Sobre Mí – Una mirada consciente

Desde muy pequeño experimenté las heridas de rechazo y humillación. No solo como experiencias puntuales, sino como un entorno emocional que me llevó a adaptarme para sentir pertenencia. Aprendí a escuchar profundamente al otro, a intuir lo que necesitaba, a ocupar un lugar que me asegurara ser visto y aceptado. Esa capacidad, que más tarde se convirtió en una fortaleza profesional, nació en realidad como una estrategia de supervivencia.

En ese movimiento fui perdiendo el contacto con mi propia autenticidad. Asumí responsabilidades emocionales que no me correspondían y, sin darme cuenta, dejé de responsabilizarme de mis propias decisiones, necesidades y emociones. Durante mucho tiempo no viví desde la verdad de lo que era, sino desde el miedo a no ser querido, a no ser suficiente o a no encajar en la idea de amor que había aprendido.

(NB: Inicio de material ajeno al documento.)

PR #1450, opened 2021-02-10
add initial static metaprogramming doc

jakemac53:
This adds an initial document laying out the use cases we would like to solve with static metaprogramming, some rough ideas in terms of the general way we want approach the problem, and the known challenges that we will face.

### DIFF
--- a/working/static metaprogramming/intro.md
+++ b/working/static metaprogramming/intro.md
@@ -220,7 +220,9 @@ remaining code is almost pure boilerplate that is identical across all
 `StatefulWidget` and `State` subclasses.
 
 There are other patterns in Flutter like this that are commonly applied to
-widget classes but require Flutter users to write a lot of repetitive code.
+widget classes but require Flutter users to write a lot of repetitive code,
+such as the `dispose()` method which needs to do any required cleanup of widget
+state (removing listeners, calling custom `dispose` methods on fields, etc).
 Metaprogramming could enable the Flutter framework to express these patterns
 more tersely and with less chance for user error.
 
@@ -301,15 +303,17 @@ The approach we propose is **macros**, and the above requirements list can be
 stated more concretely as:
 
 1. We design some sort of syntax to apply a macro by name to a given class,
-   method declaration, etc. We haven’t spent time here yet.
-2. Metaprogramming happens by defining a macro, which can be called at compile
-   time.
-3. The introspection system is TBD. It could be an imperative API similar to the
-   existing mirrors API or analyzer API (but run at compile-time), or perhaps
-   something declarative like to pattern matching over syntax examples.
-4. We could use an imperative API to construct new pieces of Dart code in a
-   macro, but some sort of quotation syntax would make this nicer and make the
-   API less brittle.
+   method declaration, etc.
+2. We propose to design a way of defining macros which can be then be applied
+   as above.
+3. We propose to design an introspection system to allow macros to introspect
+   on the program during their execution. This might be an imperative API
+   similar to the existing mirrors API or analyzer API, or something
+   declarative like to pattern matching over syntax examples.
+4. We propose to consider designing a quotation syntax so that macros that
+   generate Dart code can generate code in a readable fashion. This also means
+   code generators only depend on language *syntax* for code generation and not
+   an imperative api, which will better stand the test of time.
 
 Most of this is as-yet-undesigned, but the key piece is that **we think macros
 should be written in normal imperative Dart code which is executed at compile
--- a/working/static metaprogramming/intro.md
+++ b/working/static metaprogramming/intro.md
@@ -262,6 +262,9 @@ ensure that we don't compromise the existing advantages of Dart.
   workflow—any change in the program should not have to rerun all
   metaprogramming in the entire program. It should at worst require a rerun of
   the metaprogramming in libraries that depend on the modified library.
+* **Must support expression evaluation**. Expression evaluation is a vital tool
+  for the development experience and we need to ensure it is not negatively
+  affected.
 
 For the most part the design constraints here align with the modular compilation
 design constraints. In short, metaprogramming should not introduce global action
@@ -354,7 +357,9 @@ accumulate imperative features or end up replaced by those that do.
 
 In the Dart ecosystem, in the absence of metaprogramming in the language, users
 often resort to code generators. Some of those are quite sophisticated and are
-written in imperative Dart code.
+written in imperative Dart code. These typically take the form of kernel
+transformers or separate build processes like build_runner which run before the
+compilers and are not directly integrated.
 
 Rust has a nice [declarative, rule-based macro system][rust_declarative_macros].
 But, because that rule-based system is limited, Rust also has a second
@@ -389,6 +394,9 @@ both are applied to the same class, does the memoized field get serialized?
 Do macros run before type checking, after, or interleaved? What is the static
 type context in which a macro runs?
 
+How do macros interact with const canonicalization and evaluation, do they run
+before, after, or interleaved? Can macros read const values *and* generate them?
+
 There are additional considerations if we allow recursive macros, and cycles
 between macro defining libraries.
 
@@ -398,12 +406,14 @@ Macros can easily lead to incomprehensible programs if they become overly
 magical, or are a complete black box to the user. In order to demystify macros
 you should:
 
-* Be able to easily navigate to their implementation code.
-* Be able to visualize in some way the code they generated in your program, at
+* Be able to easily navigate to the macro implementation.
+* Be able to visualize in some way the code generated into your program, at
   development time.
 * Be able to debug generated code (step through it, etc).
+  * Possibly provide an opt out for this, if feasible/desirable.
 * Be able to trace errors that flow through generated code, as well as navigate
   back to the line in the macro implementation that produced the code.
+* Be able to auto-complete macro generated apis.
 
 ### Performance
 
--- a/working/static metaprogramming/intro.md
+++ b/working/static metaprogramming/intro.md
@@ -244,6 +244,8 @@ From these sample use cases and others, we can generalize some requirements:
   class code generator for instance would ideally be a combination of several
   more targeted code generators for each of the desired features (`copyWith()`,
   `==`, `hashCode`, etc).
+* **Generated code must be debuggable and user visible**. See the Usability
+  section below.
 
 ## Design constraints
 
@@ -394,11 +396,14 @@ between macro defining libraries.
 
 Macros can easily lead to incomprehensible programs if they become overly
 magical, or are a complete black box to the user. In order to demystify macros
-you would ideally be able to easily navigate to their implementation code, as
-well as visualize in some way the code they generated in your program.
+you should:
 
-When errors occur in generated code, how does the user trace backwards to
-understand where that code came from and how it was generated?
+* Be able to easily navigate to their implementation code.
+* Be able to visualize in some way the code they generated in your program, at
+  development time.
+* Be able to debug generated code (step through it, etc).
+* Be able to trace errors that flow through generated code, as well as navigate
+  back to the line in the macro implementation that produced the code.
 
 ### Performance
 
--- a/working/static metaprogramming/intro.md
+++ b/working/static metaprogramming/intro.md
@@ -293,11 +293,11 @@ Dart needs to provide a way for users to:
 2. **Define some metaprogramming** that specifies how the copyWith() method is
    defined in terms of the class’s fields. That metaprogramming needs to be
    authored in some kind of metaprogramming language.
-3. It uses some sort of **introspection mechanism** to walk over the class’s
-   field declarations.
-4. Based on that it uses some other **construction mechanism** to produce a new
-   method including its signature and body. The resulting is then added to the
-   original class declaration.
+3. Use an **introspection mechanism** to walk over the class’s field
+   declarations.
+4. Use a **construction mechanism** to produce a new method including its
+   signature and body. The resulting is then added to the original class
+   declaration.
 
 The approach we propose is **macros**, and the above requirements list can be
 stated more concretely as:
--- a/working/static metaprogramming/intro.md
+++ b/working/static metaprogramming/intro.md
@@ -1,0 +1,416 @@
+# Static Metaprogramming in Dart
+
+## Problem Statement
+
+Programmers hate repetition—having to write the same or very similar code over
+and over again. It’s boring, tedious, error-prone, and harder to maintain in
+parallel correctly. A key property of what makes a programming language
+productive is its facilities for eliminating repetition.
+
+The humble loop is a simple example. Instead of:
+
+```dart
+list.add(1);
+list.add(2);
+list.add(3);
+```
+
+Which is asking for a copy/paste error, we’d rather write:
+
+```dart
+for (var i = 1; i <= 5; i++) {
+  list.add(i);
+}
+```
+
+A more powerful example is functions. If you need to build a Flutter widget
+containing three similar columns, would you rather maintain this:
+
+```dart
+class MyApp extends StatelessWidget {
+  @override
+  Widget build(BuildContext context) {
+    return Row(
+      children: [
+        Column(
+          mainAxisSize: MainAxisSize.min,
+          mainAxisAlignment: MainAxisAlignment.center,
+          children: [Text('CALL')],
+        ),
+        Column(
+          mainAxisSize: MainAxisSize.min,
+          mainAxisAlignment: MainAxisAlignment.center,
+          children: [Text('ROUTE')],
+        ),
+        Column(
+          mainAxisSize: MainAxisSize.min,
+          mainAxisAlignment: MainAxisAlignment.center,
+          children: [Text('SHARE')],
+        ),
+      ],
+    );
+  }
+}
+```
+
+Or this:
+
+```dart
+class MyApp extends StatelessWidget {
+  @override
+  Widget build(BuildContext context) {
+    return Row(
+      children: [
+        _buildColumn('CALL'),
+        _buildColumn('ROUTE'),
+        _buildColumn('SHARE'),
+      ],
+    );
+  }
+
+  Column _buildColumn(String label) {
+    return Column(
+      mainAxisSize: MainAxisSize.min,
+      mainAxisAlignment: MainAxisAlignment.center,
+      children: [Text(label)],
+    );
+  }
+}
+```
+
+Loops and functions are powerful, but fundamentally limited. They only execute
+within imperative code—initializers and function bodies—and they can only
+operate on data—values that are first-class in Dart. If you want to, say,
+iterate over all the fields in a class (maybe to serialize them), you have to
+use the “dart:mirrors” library which exists to expose data about classes as
+first-class Dart objects. That works, but sacrifices performance, causes code
+size problems, and isn’t supported at all in AOT builds.
+
+In the above example, we can hoist the repetitive code to create a column into a
+function because Flutter widgets are built using imperative code inside
+`build()` methods. But say you wanted to define each column as a separate widget
+class, like this:
+
+```dart
+class CallBuildColumn extends StatelessWidget {
+  @override
+  Widget build(BuildContext context) {
+    return Column(
+      mainAxisSize: MainAxisSize.min,
+      mainAxisAlignment: MainAxisAlignment.center,
+      children: [Text('CALL')],
+    );
+  }
+}
+
+class RouteBuildColumn extends StatelessWidget {
+  @override
+  Widget build(BuildContext context) {
+    return Column(
+      mainAxisSize: MainAxisSize.min,
+      mainAxisAlignment: MainAxisAlignment.center,
+      children: [Text('ROUTE')],
+    );
+  }
+}
+
+class ShareBuildColumn extends StatelessWidget {
+  @override
+  Widget build(BuildContext context) {
+    return Column(
+      mainAxisSize: MainAxisSize.min,
+      mainAxisAlignment: MainAxisAlignment.center,
+      children: [Text('SHARE')],
+    );
+  }
+}
+```
+
+There is no function you can write in Dart and call three times to output these
+three classes, short of a heavy code generator. Dart doesn’t let you abstract
+over classes or other top-level declarations.
+
+**Metaprogramming** refers to code that can do this—code that operates on other
+code as if it were data. It can take code in as parameters, reflect over it,
+inspect it, create it, modify it, and return it. ***Static* metaprogramming**
+means doing that work at compile-time. This avoids the safety, performance, and
+code size problems of runtime metaprogramming. Examples are the C preprocessor,
+C++ templates, Rust macros, Swift [function builders][function_builders], and
+[compile-time execution in Zig][zig_compile_time_execution].
+
+This document proposes an approach to adding static metaprogramming in Dart that
+we’d like to investigate.
+
+## Sample use cases
+
+Here is a non-exhaustive list of some of the problems users have run into where
+it feels like there should be a reusable general solution but instead they have
+to write the same repetitive boilerplate code every time:
+
+### JSON serialization and deserialization
+
+Given some class declaration, it’s trivial to write a method that serializes it
+to JSON:
+
+```dart
+class Dog {
+  final String breed;
+  final String name;
+
+  Object toJSON() => {'breed': breed, 'name': name};
+}
+```
+
+But that code requires iterating over the fields of the class somehow. Short of
+using mirrors or code generation, there’s no way to write a reusable system that
+can add JSON serialization/deserialization to any given class.
+
+### Data classes
+
+The [most requested open language issue][data_classes_issue] is to add data
+classes. A data class is essentially a regular Dart class that comes with an
+automatically provided constructor and implementations of `==`, `hashCode`, and
+`copyWith()` (called `copy()` [in Kotlin][kotlin_copy]) methods based on the
+fields the user declares in the class.
+
+The reason this is a *language* feature request is because there’s no way for a
+Dart library or framework to add data classes as a reusable mechanism. Again,
+this is because there isn’t any easily available abstraction that lets a Dart
+user express “given this set of fields, add these methods to the class”. The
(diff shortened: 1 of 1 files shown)


working/static metaprogramming/intro.md
```diff
@@ -0,0 +1,416 @@
...
+between macro defining libraries.
+
+### Usability
+
+Macros can easily lead to incomprehensible programs if they become overly
+magical, or are a complete black box to the user. In order to demystify macros
+you would ideally be able to easily navigate to their implementation code, as
+well as visualize in some way the code they generated in your program.
+
+When errors occur in generated code, how does the user trace backwards to
```
kevmoo, line 400: Or an error flows through generated code.

kevmoo: Nit, but it'd be nice to explicitly mention `debugging` here. I searched for it and couldn't find it.

working/static metaprogramming/intro.md
```diff
@@ -0,0 +1,416 @@
...
+The widget name is repeated six times, `fixedStuff` appears twice, and the
+remaining code is almost pure boilerplate that is identical across all
+`StatefulWidget` and `State` subclasses.
+
+There are other patterns in Flutter like this that are commonly applied to
+widget classes but require Flutter users to write a lot of repetitive code.
+Metaprogramming could enable the Flutter framework to express these patterns
+more tersely and with less chance for user error.
+
+## Requirements
```
kevmoo, line 227: What about configuration? What inputs will a code generator have access to? Only the input (Dart) file?

Can they read other Dart files? Other (configuration) files? Yaml?

jakemac53: This is all TBD

kevmoo, line 227: Related to the debugging bits below, I'd say a pretty hard requirement is that generated code is user-visible in development tools *during* development.

Also static errors in generated code should be visible without having to run the code through a compiler.

Basically I want it to feel like build-to-source, even though we're not building to source.

If this feels like Ruby (circa 2008) we'll create a mess.

jakemac53: Ya we will get more concrete about this stuff, but we are on the same page.

I can add a requirement bullet about this though.

working/static metaprogramming/intro.md
jakemac53: I just updated this section and linked from requirements

working/static metaprogramming/intro.md
```diff
@@ -0,0 +1,421 @@
...
+
+The widget name is repeated six times, `fixedStuff` appears twice, and the
+remaining code is almost pure boilerplate that is identical across all
+`StatefulWidget` and `State` subclasses.
+
+There are other patterns in Flutter like this that are commonly applied to
+widget classes but require Flutter users to write a lot of repetitive code.
+Metaprogramming could enable the Flutter framework to express these patterns
+more tersely and with less chance for user error.
+
```
jacob314, line 226: Would be nice to call out disposable objects specifically here.

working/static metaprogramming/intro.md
PR #1453, opened 2021-02-15
Fix typo in PR 1448

eernstg:
I just noticed that 1448 was changed to use `-0x7FFFFFFD` rather than `-0x7ffffffe` at some point. I didn't have a strong opinion about upper/lower case, but the change from `e` to `D` is wrong, it should be `E`. This PR fixes that. It also adds a missing changelog entry, and the promised definition of signed/unsigned shift.


lrhn (approved):

eernstg:
Thanks! Sorry about forgetting to press 'ENTER' to upload the last changes, next time I'll triple-check that it's done! ;-)

lrhn:
It happens. 
Far. Far. Too. Often. 😁

PR #1485, opened 2021-03-01
Clean up \commentary, \rationale, specify \DefineSymbol

eernstg:
This is a LaTeX clean-up and enhancement PR (no changes to the contents, except for a small change at two locations, which have been marked by a comment from me).

It corrects all `\commentary{}` and `\rationale{}` such that they do not introduce spaces in front or at the end (this is needed in order to avoid spurious extra line breaks when the text fills up the last line of the paragraph). It also reformats the `\commentary{}` and `\rationale{}` to fit in 80 columns.

Finally, it introduces `\DefineSymbol` from the beginning and until & including section 'Enums'. This is a macro that adds the given symbol in the margin, such that it is possible to quickly look up the location where a symbol is defined. Symbols are only shown like this if they are used in more than a few lines of text. So if $C$ is used and we want to see how it's defined, scan backwards in the text: It could be defined just a couple of lines earlier, otherwise it should occur in the margin.

### DIFF
--- a/specification/dartLangSpec.tex
+++ b/specification/dartLangSpec.tex
@@ -361,8 +361,6 @@ For undated references, the latest edition of the referenced document (including
 
 \LMHash{}%
 Terms and definitions used in this specification are given in the body of the specification proper.
-Such terms are highlighted in italics when they are introduced, e.g., `we use the term \NoIndex{verbosity} to refer to the property of excess verbiage',
-and add a marker in the margin.
 % End Ecma Boilerplate
 
 
@@ -377,27 +375,28 @@ At this time, non-normative text includes:
 \begin{itemize}
 \item[Rationale]
   Discussion of the motivation for language design decisions appears in italics.
-\rationale{
-Distinguishing normative from non-normative helps clarify what part of the text is binding and what part is merely expository.
+\rationale{%
+Distinguishing normative from non-normative helps clarify
+what part of the text is binding and what part is merely expository.%
 }
 \item[Commentary]
   Comments such as ``\commentary{The careful reader will have noticed that the name Dart has four characters}'' serve to illustrate or clarify the specification, but are redundant with the normative text.
-\commentary{
-The difference between commentary and rationale can be subtle.
+\commentary{%
+The difference between commentary and rationale can be subtle.%
 }
-\rationale{
-Commentary is more general than rationale, and may include illustrative examples or clarifications.
+\rationale{%
+Commentary is more general than rationale,
+and may include illustrative examples or clarifications.%
 }
-\item[Open questions] (\Q{in this font}).
-Open questions are points that are unsettled in the mind of the author(s) of the specification; expect them (the questions, not the authors; precision is important in a specification) to be eliminated in the final specification.
-\Q{Should the text at the end of the previous bullet be rationale or commentary?}
 \end{itemize}
 
 \LMHash{}%
-Reserved words and built-in identifiers (\ref{identifierReference}) appear in {\bf bold}.
+Reserved words and built-in identifiers
+(\ref{identifierReference})
+appear in {\bf bold}.
 
-\commentary{
-Examples would be \SWITCH{} or \CLASS{}.
+\commentary{%
+Examples would be \SWITCH{} or \CLASS{}.%
 }
 
 \LMHash{}%
@@ -413,8 +412,8 @@ Negation is represented by prefixing an element of a production with a tilde.
 Negation is similar to the not combinator of PEGs, but it consumes input if it matches.
 In the context of a lexical production it consumes a single character if there is one; otherwise, a single token if there is one.
 
-\commentary{
-An example would be:
+\commentary{%
+An example would be:%
 }
 
 \begin{grammar}\color{commentaryColor}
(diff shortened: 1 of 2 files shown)


specification/dartLangSpec.tex
```diff
@@ -2337,52 +2519,54 @@ \subsection{Instance Methods}
...
+(\ref{interfaces}).
+It is a compile-time error if $D$ overrides a declaration
 % Note that $m'$ is accessible, due to the definition of 'overrides'.
-which overrides a member signature $m'$
+with member signature $m'$
 from a direct superinterface of $C$
 (\ref{interfaceInheritanceAndOverriding}),
-unless this is a correct member override
+unless $m$ is a correct member override of $m'$
 (\ref{correctMemberOverrides}).
```
eernstg, line 2538: Adjusted the language here. It was a bit too sloppy.

specification/dartLangSpec.tex
```diff
@@ -21009,7 +21570,7 @@ \section*{Appendix: Integer Implementations}
   operands to 32-bit two's complement integers, perform 32-bit
   operations on those, and the resulting 32 bits are interpreted as a
   32-bit unsigned integer. For example, \code{-1\,\ltlt\,1} evaluates
-  to 4294967294 (also known as \code{(-2).toUnsigned(32)}. The right
+  to 4294967294 (also known as \code{(-2).toUnsigned(32)}). The right
```
eernstg, line 21573: Typo fix: Added missing ')'.

specification/dartLangSpec.tex
```diff
@@ -986,46 +1047,69 @@ \section{Errors and Warnings}
...
+Typically, once a compile-time error is thrown and $A$ is suspended,
+$A$ will then be terminated.
 However, this depends on the overall environment.
 A Dart engine runs in the context of an \Index{embedder},
-a program that interfaces between the engine and the surrounding computing environment.
-The embedder will often be a web browser, but need not be; it may be a C++ program on the server for example.
-When an isolate fails with a compile-time error as described above, control returns to the embedder, along with an exception describing the problem.
+a program that interfaces between the engine and
+the surrounding computing environment.
+The embedder will often be a web browser, but need not be;
```
lrhn, line 1097: Phew, good thing it doesn't need to be one, since it *never is*.
(Might be worth fixing this sentence 😁)

specification/dartLangSpec.tex
```diff
@@ -8320,54 +8719,63 @@ \subsection{Strings}
...
 print("A simple sum: 2 + 2 = " +
             2 + 2);
 \end{dartCode}
 
-\rationale{
-which this prints 'A simple sum: 2 + 2 = 22' rather than 'A simple sum: 2 + 2 = 4'.
-However, the use of the concatenation operation is still discouraged for efficiency reasons.
-Instead, the recommended Dart idiom is to use string interpolation.
+\rationale{%
+which prints 'A simple sum: 2 + 2 = 22' rather than
```
lrhn, line 8760: "which prints" -> "which would print". (Now that I read it).

specification/dartLangSpec.tex
```diff
@@ -8320,54 +8719,63 @@ \subsection{Strings}
...
+'A simple sum: 2 + 2 = 4'.
+However, the use of the concatenation operation is still discouraged
```
lrhn, line 8762: That paragraph should be rewritten or removed.
It should be used judiciously, but it is not *discouraged* when used correctly.

specification/dartLangSpec.tex
```diff
@@ -10552,8 +10974,10 @@ \subsection{Throw}
 the stack trace $t$ is stored on $v$ so that it will be returned
 by the $v$'s \code{stackTrace} getter
```
lrhn, line 10993: (Maybe say: `by the \code{stackTrace} getter inherited from \code{Error}.`, because it might be overridden in a subclass, so it's not the `stackTrace` getter of *v*).

lrhn (approved):

specification/dartLangSpec.tex
eernstg: Adjusted this sentence to drop the web browser part, and changed the word 'embedder' to 'runtime'.

You could say that 'runtime' is more ambiguous than 'runtime system', but I think we'll be OK because it is defined explicitly at this location, and it can be looked up in the index. WDYT?

specification/dartLangSpec.tex
eernstg: Right, done.

specification/dartLangSpec.tex
eernstg: Adjusted the text to say that string interpolation 'recommended', which leaves concatenation as "unspecified, but not exactly recommended".

specification/dartLangSpec.tex
eernstg: Good catch, done!

specification/dartLangSpec.tex
lrhn: LGTM

eernstg: Thanks!

PR #1486, opened 2021-03-02
Fix upper range in example

mnordine:


jakemac53 (approved):

jakemac53:
Ah  yes I shortened the above example but didn't update the loop :D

Las experiencias más dolorosas de mi vida fueron, paradójicamente, las que me abrieron a una comprensión más amplia: incluso en medio del dolor, siempre intuí que había un propósito mayor que todavía no alcanzaba a ver.

Mi trabajo personal me llevó a desarrollar una práctica consciente para no perderme en lo que se movía dentro de mí. Ahí comprendí que el cuerpo es una herramienta esencial de escucha y verdad. A través de él recibimos información, señales y posibilidades de elección que no surgen desde la mente. También entendí que, si no cuestionamos la narrativa que nos contamos, no es posible habitar un espacio real de seguridad interna. Solo cuando la mente se relaja y el cuerpo se siente a salvo, puede emerger aquello que necesita mostrarse, integrarse u ofrecerse.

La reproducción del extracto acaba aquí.